Iron and Wine
"Around the Well"

(Sub Pop 2009)Iron and Wine - Around the Well

There’s something ever so humbling about the hiss and crackle recordings of bare bones singer-songwriter Sam Beam…something that tames the pop culture beast, with an uncanny ability to satisfy at the same time. Never have a simple acoustic guitar and voice come together in as powerful a way as they do on “Around the Well,” the two-disc effort consisting of everything that represents Mister Beam and his recording vehicle of choice: Iron and Wine.

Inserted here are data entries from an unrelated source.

PR #2957, opened 2026-08-04
docs: document use_gitignore in schema reference and guide

no-hup:
The `use_gitignore` setting shipped in v3.52.0 (#2773) and is in the JSON schema and changelog, but the schema reference and guide never picked it up, so the only way to find it right now is reading the schema file itself.

This adds the root-level and per-task entries to the schema reference (same format as the neighbouring settings, descriptions match the schema.json wording and the actual merge behaviour in `taskfile/ast/taskfile.go`) and a short tip in the guide's fingerprinting section, since excluding gitignored build artifacts from `sources`/`generates` globs is the main use case.

Docs only, no code changes.

Disclosure: I used an AI assistant to help draft this change. I've reviewed and verified it against the implementation and I'm happy to revise anything.

### DIFF
--- a/website/src/docs/guide.md
+++ b/website/src/docs/guide.md
@@ -898,6 +898,16 @@ of the running the task is considered as a generate.
 
 :::
 
+::: tip
+
+If your globs match files that are ignored by Git (build artifacts, caches,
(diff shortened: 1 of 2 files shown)


vmaerten (approved):
Thanks!

PR #2959, opened 2026-08-09
feat: support excluding task namespaces

### LINKED ISSUE #2300: Support for excluding entire namespaces in addition to individual tasks

xmxxc:
## Summary

- Allow `includes.excludes` entries ending in `:*` to exclude entire task namespaces.
- Preserve exact task-name matching for entries without `:*`.
- Scope namespace exclusions to descendants: `foo:*` excludes `foo:child`, but not the standalone `foo` task or tasks in similarly prefixed namespaces such as `foo-other`.
- Add coverage for exact task matching and namespace exclusions with regular and flattened includes.
- Update the guide, schema reference, and public JSON Schema description.

## Testing

- `go test ./... -run '^TestIncludesWithExclude$' -count=1`
- `go test ./taskfile/... -count=1`
- `go vet ./...`

## AI Assistance

AI assistance was used to review the changes. During the review, it identified that the `excludes` description in the public JSON Schema had not been updated to mention namespaces. I reviewed and fixed the inconsistency before submitting this pull request.

Fixes #2300

### DIFF
--- a/taskfile/ast/tasks.go
+++ b/taskfile/ast/tasks.go
@@ -130,9 +130,9 @@ func (t1 *Tasks) Merge(t2 *Tasks, include *Include, includedTaskfileVars *Vars) 
 		task.Internal = task.Internal || (include != nil && include.Internal)
 		taskName := name
 
-		// If the task or one of its parent namespaces is in the exclude list,
-		// don't add it to the merged taskfile.
-		if isTaskExcluded(name, include.Excludes) {
+		// If the task or its namespace is in the exclude list, don't add it to
+		// the merged taskfile.
+		if include.isTaskExcluded(name) {
 			continue
 		}
 
@@ -249,17 +249,4 @@ func taskNameWithNamespace(taskName string, namespace string) string {
 		return after
 	}
 	return fmt.Sprintf("%s%s%s", namespace, NamespaceSeparator, taskName)
-}
-
-func isTaskExcluded(name string, excludes []string) bool {
-	for _, exclude := range excludes {
-		exclude = strings.TrimSuffix(exclude, NamespaceSeparator+"*")
-		if exclude == "" {
-			continue
-		}
-		if name == exclude || strings.HasPrefix(name, exclude+NamespaceSeparator) {
-			return true
-		}
-	}
-	return false
 }
--- a/taskfile/ast/tasks.go
+++ b/taskfile/ast/tasks.go
@@ -130,8 +130,9 @@ func (t1 *Tasks) Merge(t2 *Tasks, include *Include, includedTaskfileVars *Vars) 
 		task.Internal = task.Internal || (include != nil && include.Internal)
 		taskName := name
 
-		// if the task is in the exclude list, don't add it to the merged taskfile
-		if slices.Contains(include.Excludes, name) {
+		// If the task or one of its parent namespaces is in the exclude list,
+		// don't add it to the merged taskfile.
+		if isTaskExcluded(name, include.Excludes) {
 			continue
 		}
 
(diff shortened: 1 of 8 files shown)


taskfile/ast/tasks.go
```diff
@@ -249,3 +250,16 @@ func taskNameWithNamespace(taskName string, namespace string) string {
...
+		exclude = strings.TrimSuffix(exclude, NamespaceSeparator+"*")
+		if exclude == "" {
+			continue
+		}
+		if name == exclude || strings.HasPrefix(name, exclude+NamespaceSeparator) {
+			return true
+		}
+	}
+	return false
+}
```
vmaerten: Can you put this logic in the `taskfile/ast/include.go`
Something like : 
```
func (include *Include) isTaskExcluded(name string) bool {
      if include == nil {
              return false
      }
      for _, exclude := range include.Excludes {
              exclude = strings.TrimSuffix(exclude, NamespaceSeparator+"*")
              if exclude == "" {
                      continue
              }
              if name == exclude || strings.HasPrefix(name, exclude+NamespaceSeparator) {
                      return true
              }
      }
      return false
}
```

vmaerten (commented):
Thanks for working on this

I know it's not like this in the issue but can you make `excludes` entries match task names exactly, and require a trailing `:*` for a namespace? So `excludes: [debug]` only excludes a task named `debug`, while `excludes: ['debug:*']` excludes everything under it.

Two reasons:
- Everywhere else in Task a task name means exactly that task. A bare name here would silently change behaviour for anyone who has both a `deploy` task and a `deploy:` namespace, which would be misleading for our users.
- It also keeps the door open for the glob/regex support if we want to add it later

The rest looks good
Happy to push these changes myself if you prefer.

xmxxc:
Thanks for the feedback and for offering to help! I've applied the requested changes in `15648b46`:

- Entries without `:*` now match task names exactly.
- Namespace exclusions require a trailing `:*` and only match tasks within that namespace, so `foo:*` does not exclude the standalone `foo` task or tasks under similarly prefixed namespaces.
- The matching logic has been moved to `(*Include).isTaskExcluded` in `taskfile/ast/include.go`.
- Tests and documentation have been updated accordingly.

The following checks all pass locally:

- `go test ./... -run '^TestIncludesWithExclude$' -count=1`
- `go test ./taskfile/... -count=1`
- `go vet ./...`

Please take another look when you have a chance.

taskfile/ast/tasks.go
xmxxc: Done in `15648b46` - I moved the exclusion logic to `taskfile/ast/include.go` as `(*Include).isTaskExcluded` and updated `Tasks.Merge` to call it.

vmaerten (approved):
Thanks !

The simplicity of disc one IS its beauty; complete with string rubbing and instrument thumping in lead track “Dearest Forsaken” and continuing through the hushed cover of the Postal Service’s “Such Great Heights.” A constant buzz of air gently whispering in the background of the entire disc adds to its at-home atmosphere, and when sprinkled with Beam’s introspective lyrics it becomes impossible not to picture yourself fireside on a campsite in the mountains. On “Hickory,” Beam croons ever so quietly “she’ll never love him but knows that her father will;” an ode to love that has become a theme to many of his songs. As the first disc comes to a close, Iron and Wine adds the support of a band, resulting in…well, the same mellowness, but with more instruments.

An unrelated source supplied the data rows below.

PR #2969, opened 2026-08-11
fix: resolve enum refs that depend on dynamic variables in interactive prompts

### LINKED ISSUE #2958: --interactive shows a free-form text prompt (not a selection menu) when enum.ref points to a dynamic sh: variable
### Description

The guide documents that enum refs can reference dynamically-computed variables:

https://taskfile.dev/docs/guide#using-variable-references-for-enum-values

```yaml
version: '3'

vars:
  AVAILABLE_SERVICES:
    sh: printf 'api\nweb\ndb\n'

tasks:
  deploy:
    requires:
      vars:
        - name: SERVICE
          enum:
            ref: .AVAILABLE_SERVICES | splitLines | compact
    cmds:
      - echo "Deploying {{.SERVICE}}"
```

And the interactive-mode docs say "For variables with an `enum`, a selection menu is shown":

https://taskfile.dev/docs/guide#prompting-for-missing-variables-interactively

But when running `task --interactive deploy`, a **free-form text prompt** is shown instead of the api/web/db selection menu. Pressing enter without typing anything then fails with a confusing error:

```text
task: Task "deploy-dynamic" cancelled because it is missing required variables:
  - SERVICE has an invalid value : '' (allowed values : [api web db])
```

This is a remaining gap of the fix from #2927 (which closed #2817): that fix resolves `enum.ref` against the **fast-compiled** task vars, where `sh:` variables are not evaluated and resolve to `""`. The ref then produces an empty list, so `input.Prompter.Prompt` falls back to `Text`.

The values **are** resolvable though: running non-interactively works and validation lists the allowed values (as shown in the error above), so the menu could be built from them.

### Steps to reproduce

```yaml
# Taskfile.yml
version: '3'

vars:
  AVAILABLE_SERVICES:
    sh: printf 'api\nweb\ndb\n'

tasks:
  deploy:
    requires:
      vars:
        - name: SERVICE
          enum:
            ref: .AVAILABLE_SERVICES | splitLines | compact
    cmds:
      - echo "Deploying {{.SERVICE}}"
```

```bash
task --interactive deploy
# Expected: selection menu with api/web/db
# Actual:   free-form text input
```

A static ref (`ref: .ALLOWED_ENVS` where `ALLOWED_ENVS: [dev, staging, prod]`) does show the selection menu correctly.

### Impact

- Contradicts the docs and the changelog entry for #2927 ("enum.ref now show the selection list like static enums, instead of falling back to free-form input").
- Affects deps too, since `promptDepsVars` resolves their enum refs the same way.
- The guide's own examples for dynamic enum refs are exactly the affected case.

### Proposed fix

In `resolveEnumRefForPrompt` (`requires.go`), evaluate the referenced dynamic (`sh:`) variables before resolving the ref so the enum list is populated and a `Select` menu is shown.

ikshantshukla123:
Fixes #2958

## Summary

`task --interactive` showed a free-form text prompt (instead of a selection menu) when an `enum.ref` pointed to a dynamic `sh:` variable. The previous enum-ref support (#2927) resolved refs against the **fast-compiled** task vars, where `sh:` variables are not evaluated and resolve to `""`. The ref then produced an empty list and the prompter fell back to `Text` input.

This PR evaluates the relevant dynamic (`sh:`) variables first, so the enum ref resolves to the real values and a `Select` menu is shown.

## Changes

- `resolveEnumRefForPrompt` now evaluates dynamic (`sh:`) variables **before** resolving the enum ref, then resolves the ref a single time. It reuses the compiler's dynamic-var cache and mirrors `GetVariables` evaluation order, and a failing command is left unevaluated so the remaining variables can still resolve.
- Fixed a bug in the initial implementation: `FastGetVariables` stores un-evaluated dynamic vars as `{Value: "", Sh: ...}` (a non-nil empty value), so treating any non-nil value as static meant the `sh:` command never ran.
- All checks pass: `go build ./...`, `go vet ./...`, `golangci-lint run ./...`, and the full root-package test suite.

## Tests

- Added fixture-based integration test `TestPromptEnumRefResolution` driving the real prompt path (`FastCompiledTask` → `resolveEnumRefForPrompt`) against `testdata/enum_ref_prompt/`, covering a dynamic `sh:` ref, a static list ref, and an empty dynamic var.
- Reworked the `resolveEnumRefForPrompt` unit tests to assert the actual resolved enum values for realistic scenarios (fast-compiled var shape, empty dynamic output, failing unrelated `sh:` var).

Note: a golden end-to-end test like `testdata/prompt` isn't possible for this path because the `requires:` prompt uses a bubbletea-based `input.Prompter`, which can't be driven by the plain-stdin test harness (only the `prompt:` confirm field can).

## AI usage disclosure

I used DeepSeek (via the opencode CLI) to understand the fast-compiled var shape and the templater resolution flow, and to help write the regression tests included in this PR. The duplicate-logic review feedback was applied manually; the streamlined flow is written by hand.

### DIFF
--- a/requires.go
+++ b/requires.go
@@ -6,6 +6,7 @@ import (
 	"github.com/elliotchance/orderedmap/v3"
 
 	"github.com/go-task/task/v3/errors"
+	"github.com/go-task/task/v3/internal/env"
 	"github.com/go-task/task/v3/internal/input"
 	"github.com/go-task/task/v3/internal/templater"
 	"github.com/go-task/task/v3/internal/term"
@@ -46,7 +47,7 @@ func (e *Executor) promptDepsVars(calls []*Call) error {
 
 		for _, v := range getMissingRequiredVars(compiledTask) {
 			if !varsMap.Has(v.Name) {
-				varsMap.Set(v.Name, resolveEnumRefForPrompt(v, compiledTask.Vars))
+				varsMap.Set(v.Name, e.resolveEnumRefForPrompt(v, compiledTask.Vars, compiledTask.Dir))
 			}
 		}
 
@@ -220,13 +221,68 @@ func getEnumValues(e *ast.Enum) []string {
 
 // resolveEnumRefForPrompt returns a copy of v with its enum ref resolved into
 // concrete values, so the interactive prompter can show a Select. Refs that
-// depend on dynamic vars may not resolve here and fall back to free-form input.
-func resolveEnumRefForPrompt(v *ast.VarsWithValidation, vars *ast.Vars) *ast.VarsWithValidation {
+// point to dynamic (sh:) variables are resolved by evaluating those variables
+// first. Refs that still can't be resolved fall back to free-form input.
+func (e *Executor) resolveEnumRefForPrompt(v *ast.VarsWithValidation, vars *ast.Vars, dir string) *ast.VarsWithValidation {
 	if v.Enum == nil || v.Enum.Ref == "" || len(v.Enum.Value) > 0 {
 		return v
 	}
 	vCopy := v.DeepCopy()
 	cache := &templater.Cache{Vars: vars}
-	_ = resolveEnumRefs(&ast.Requires{Vars: []*ast.VarsWithValidation{vCopy}}, cache)
+	if err := resolveEnumRefs(&ast.Requires{Vars: []*ast.VarsWithValidation{vCopy}}, cache); err == nil && len(vCopy.Enum.Value) > 0 {
+		return vCopy
+	}
+	// The ref may depend on dynamic (sh:) variables that are not evaluated in
+	// the fast-compiled vars (they resolve to an empty value there). Evaluate
+	// the dynamic variables and retry, so the prompt can show a selection list
+	// instead of falling back to free-form input.
+	if !hasDynamicVars(vars) {
+		return vCopy
+	}
+	if evaluated := e.evaluateDynamicVarsForPrompt(vars, dir); evaluated != nil {
+		vCopy = v.DeepCopy()
+		_ = resolveEnumRefs(&ast.Requires{Vars: []*ast.VarsWithValidation{vCopy}}, &templater.Cache{Vars: evaluated})
+	}
 	return vCopy
+}
+
+// hasDynamicVars reports whether any variable in vars is backed by a shell
+// command (sh:) that has not been evaluated yet.
+func hasDynamicVars(vars *ast.Vars) bool {
+	if vars == nil {
+		return false
+	}
+	for v := range vars.Values() {
+		if v.Sh != nil && *v.Sh != "" {
+			return true
+		}
+	}
+	return false
+}
+
+// evaluateDynamicVarsForPrompt evaluates the dynamic (sh:) variables in vars,
+// returning a new Vars map with their resolved values. Individual commands that
+// fail are left unevaluated so the remaining variables can still be resolved.
+func (e *Executor) evaluateDynamicVarsForPrompt(vars *ast.Vars, dir string) *ast.Vars {
+	if e == nil || e.Compiler == nil || vars == nil {
+		return nil
+	}
+	result := ast.NewVars()
+	for k, v := range vars.All() {
+		cache := &templater.Cache{Vars: result}
+		newVar := templater.ReplaceVar(v, cache)
+		if newVar.Value != nil || newVar.Sh == nil {
+			result.Set(k, ast.Var{Value: newVar.Value, Secret: v.Secret})
+			continue
+		}
+		static, err := e.Compiler.HandleDynamicVar(newVar, dir, env.GetFromVars(result))
+		if err != nil {
+			// Leave the variable unevaluated if the command fails, so the rest
+			// of the variables can still be evaluated.
+			result.Set(k, ast.Var{Value: "", Secret: v.Secret})
+			continue
+		}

The finger picked guitar that opens “Communion Cups and Someone’s Coat” instantly departs from the ruggedness of the first disc, yet keeps the same simplicity that dominates the entire two disc set. “Sinning Hands” picks up the pace slightly, as it enters with a “kick kick snare” beat that immediately invokes a head nod. Beam’s voice gently floats over the beat, as if riding down the stream that is “Around the Well” as it caresses the listener’s ears. For an unusual electro-tribal beat (or as “electro-tribal” as you can imagine from Iron and Wine), tune to “Carried Home,” where piano trills add a slight color to the music. As the disc two winds to a close, the track “Arms of a Thief” adds a more upbeat funk style to the record, where a low-end focus intertwines with slide guitar and banjo, and even a few ba-ba’s in the background.

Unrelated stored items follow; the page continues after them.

PR #2971, opened 2026-08-11
fix: return full path in getTaskPath() instead of bare filename

### LINKED ISSUE #2970: getTaskPath() in signals_test.go returns bare filename instead of full path
## Bug Description

In `signals_test.go`, the `getTaskPath()` helper function has a subtle but impactful bug: it calls `os.Stat("./bin/task")` and then returns `info.Name()`. The `FileInfo.Name()` method returns **only the base filename** (i.e. `"task"`), not the path that was passed to `os.Stat`.

### Affected Code

```go
// signals_test.go, line 190-193
func getTaskPath() (string, error) {
    if info, err := os.Stat("./bin/task"); err == nil {
        return info.Name(), nil  // ❌ returns "task", not "./bin/task"
    }
    ...
}
```

### Root Cause

From the Go standard library documentation for [`fs.FileInfo.Name()`](https://pkg.go.dev/io/fs#FileInfo):

> Name returns the name of the file **corresponding to this entry**, for a regular file, this is the **base name** of the file.

So `info.Name()` returns `"task"` — **not** `"./bin/task"`.

### Impact

When the signal tests call `getTaskPath()` and `./bin/task` exists, the function returns `"task"` (bare filename). This path is then passed to `exec.Command()`. On systems where `task` is also installed globally (in `$PATH`), the tests silently run against the **system-installed binary** instead of the locally-built one from `./bin/task`. This can mask failures in locally-built binaries and cause signal tests to pass even when the local build is broken.

### Expected Behavior

`getTaskPath()` should return `"./bin/task"` when the binary exists at that path.

### Fix

```go
func getTaskPath() (string, error) {
    const localTaskBin = "./bin/task"
    if _, err := os.Stat(localTaskBin); err == nil {
        return localTaskBin, nil  // ✅ returns "./bin/task"
    }
    ...
}
```

### Steps to Reproduce

1. Build task locally: `go build -o ./bin/task ./cmd/task`
2. Run signal tests: `go test -tags signals -run TestSignalSentToProcessGroup ./...`
3. Observe that `getTaskPath()` returns `"task"` instead of `"./bin/task"`

### Environment

- Go version: `go1.24`
- OS: Linux

Nithwin:
## Summary

Fixes #2970

## Problem

In `signals_test.go`, `getTaskPath()` uses `os.Stat("./bin/task")` and returns `info.Name()`. The `FileInfo.Name()` method only returns the **base filename** (`"task"`), not the path passed to `os.Stat` (`"./bin/task"`).

This means `exec.Command` receives `"task"` (bare name) and resolves it via `$PATH`, silently running signal tests against a system-installed binary instead of the locally-built one.

## Fix

Store the path in a constant and return it directly:

```diff
 func getTaskPath() (string, error) {
-    if info, err := os.Stat("./bin/task"); err == nil {
-        return info.Name(), nil
+    const localTaskBin = "./bin/task"
+    if _, err := os.Stat(localTaskBin); err == nil {
+        return localTaskBin, nil
     }
 ```

## Testing

- The fix is in the test file itself (`signals_test.go`)
- Verified that `os.FileInfo.Name()` only returns the base filename per the Go standard library docs

### DIFF
--- a/signals_test.go
+++ b/signals_test.go
@@ -188,8 +188,8 @@ func TestSignalSentToProcessGroup(t *testing.T) {
 }
 
 func getTaskPath() (string, error) {
-	if info, err := os.Stat("./bin/task"); err == nil {
-		return info.Name(), nil
+	if _, err := os.Stat("./bin/task"); err == nil {
+		return filepath.Abs("./bin/task")
 	}
 
 	if path, err := exec.LookPath("task"); err == nil {

### CODE REVIEW

**Comment by Nithwin** [comment]
@trulede Could you give me your review please.

File: signals_test.go [hunk 1]
```diff
@@ -188,8 +188,9 @@ func TestSignalSentToProcessGroup(t *testing.T) {
 }
 
 func getTaskPath() (string, error) {
-	if info, err := os.Stat("./bin/task"); err == nil {
-		return info.Name(), nil
+	const localTaskBin = "./bin/task"
```
trulede: I suggest this, with associated changes:

```
var sleepit, _ = filepath.Abs("./bin/sleepit")
var localTaskBinary, _ = filepath.Abs("./bin/task")

...

func TestSignalSentToProcessGroup(t *testing.T) {
	task := localTaskBinary
	if task == "" {
		// Fallback to system task if local build doesn't exist
		var err error
		task, err = exec.LookPath("task")
		if err != nil {
			t.Fatal(err)
		}
	}
	// ... rest of test
}
```

trulede (commented):
I make a suggestion, but otherwise fine.

signals_test.go
Nithwin: Thanks for the suggestion! 👍 

I've implemented your approach and it's much better.

Nithwin:
FYI - Using "Squash and merge" when merging this PR would ensure the contribution shows up in the contributors list. Thanks!

signals_test.go
```diff
@@ -21,11 +20,17 @@ import (
 )
 
 var SLEEPIT, _ = filepath.Abs("./bin/sleepit")
+var localTaskBinary, _ = filepath.Abs("./bin/task")
```
trulede: Fix sleepit too, style matters.

signals_test.go
```diff
@@ -21,11 +20,17 @@ import (
...
 
 func TestSignalSentToProcessGroup(t *testing.T) {
-	task, err := getTaskPath()
-	if err != nil {
-		t.Fatal(err)
+	task := localTaskBinary
```
trulede: Now you don't check if the path exists? So the following code is not hit. Right?

This style is better when possible: 
if task, err = exec.LookPath("task"); err != nil {
   t.Fatal(err)
}

Nithwin:
@trulede  Thanks for catching that! You were totally right the path wasn't being checked for existence, so the fallback was never hit.

I just pushed an update:
1. I used `exec.LookPath` for both `task` and `sleepit` so the style is consistent. If the local binaries don't exist, it now properly falls back to the system ones.
2. I also fixed a bug I found while testing: `for range tc.sendSigs - 1` was causing the loop to run 0 times, so the tests weren't even sending the signals! I changed it to `for range tc.sendSigs` and the tests pass properly now.

Thanks again for the help!
Looking forward to learn more from you

trulede (changes requested):
I would suggest starting again. This is going nowhere.

Just fix the original problem.

Nithwin:
@trulede I've reset the branch and pushed a single minimal commit that directly fixes #2970 by returning `filepath.Abs("./bin/task")` in `getTaskPath()` instead of `info.Name()`. 

Thanks for the feedback!

trulede:
What agent do you use to write this?

I suggest to put the original code into google.ai and look at what it suggests, and then really think about which of those suggestions is the best. And more importantly, if they are better than what you currently have.

pd93:
I'm closing this PR as it doesn't follow our contribution guidelines. Please refer to our [AI usage policy](https://taskfile.dev/docs/contributing#ai-usage-policy).

Nithwin:
Thank you so much for your feedback! It helped me realize that I have been overly dependent on AI. I will ensure to solve future problems myself.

Iron and Wine craft a beautifully basic two disc set in “Around the Well,” leaving something that will stick to your ear canals as a disease that you do not care to be freed from. It is flat out contagious, leaving nothing to the imagination. There need not be any mention of the ease of interpretation in Beam’s covers of the Flaming Lips’ “Waitin’ for a Superman” and New Order’s “Love Vigilantes, for they speak for themselves. As you reflect on the listening experience of “Around the Well,” and in the words of Sam Beam himself, you can rest at ease, for you’ve been “carried home.”